第5シリーズ第1話「土蜘蛛の金五郎」は、遠藤太津朗演じる盗人の金五郎が平蔵殺しを目論んで、何とその殺しの依頼を浪人に化けた平蔵と岸井左馬之助に頼むお話。このエピソードから左馬之助を演じることになった竜雷太と平蔵の、金五郎を騙すための一騎討ちも見どころになっている。

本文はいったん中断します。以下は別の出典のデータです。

PR #6021, opened 2024-07-12
chore(e2e): Port usage of saving favourites including all of the in-use-encryption e2e tests to multiple connections COMPASS-8003

lerouxb:
Main change is that the in-use-encryption tests were ported. browser.shellEval() can now handle multiple commands and properly waits for them to be finished.

### DIFF
--- a/packages/compass-e2e-tests/helpers/commands/connect-with-connection-form.ts
+++ b/packages/compass-e2e-tests/helpers/commands/connect-with-connection-form.ts
@@ -1,6 +1,5 @@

物語の中で金五郎が隠れ蓑にしている表の商売は“どんぶり屋”という飯屋。一膳飯屋でも二十文はするというこの時代に、たった七文で飯が食い放題のこの店は大繁盛するが、それが逆に平蔵が金五郎を怪しむきっかけになる。飯屋が舞台となるため、美味しそうな惣菜料理も登場。平蔵が店の様子を探りに行った時に出されるのは『里芋と葱の含め煮』。また浪人に成りすました平蔵が金五郎の家で酒の肴にと勧められるのが『蒟蒻の白和え』だ。どちらもあまり手のかからない庶民の味だが、平蔵は美味しそうに舌鼓を打つ。鬼平の時代にはすでにたくさんの料理屋があったことが記録されているが、料理屋とは生簀に飼っている鯉の洗いを出すとか、長崎の卓袱料理を出すなど、即席では作れないコース料理を主体とした、予約が必要な高級店のこと。庶民は辻売りから屋台店、そして店舗へと姿を変えていった“煮売屋”を基本とする“食べ物屋”を愛用していて、平蔵や忠吾が探索の途中に立ち寄る多くは、気兼ねのいらない安価の“食べ物屋”である。平蔵の時代には上方を始め、地方から様々な料理が江戸へ入り込んでいたが、正調の江戸料理とはどんなものかといえば、基になっているのは武家料理。武家では盛り付けや味を吟味する役人がいるため、食べる人へ届くまでに時間がかかり、冷めても美味く食べられる料理が必要とされ、その味付けは剣術の稽古などで大量に汗をかくため、塩分が強め。一方では高級品だった砂糖をふんだんに使った、甘辛い味がもてはやされた。この武家料理の基本が庶民の生活にも根付いていったのである。平蔵が食べた煮物や白和えがどんな味だったかを想像しながら、このエピソードを観るのもいいのでは?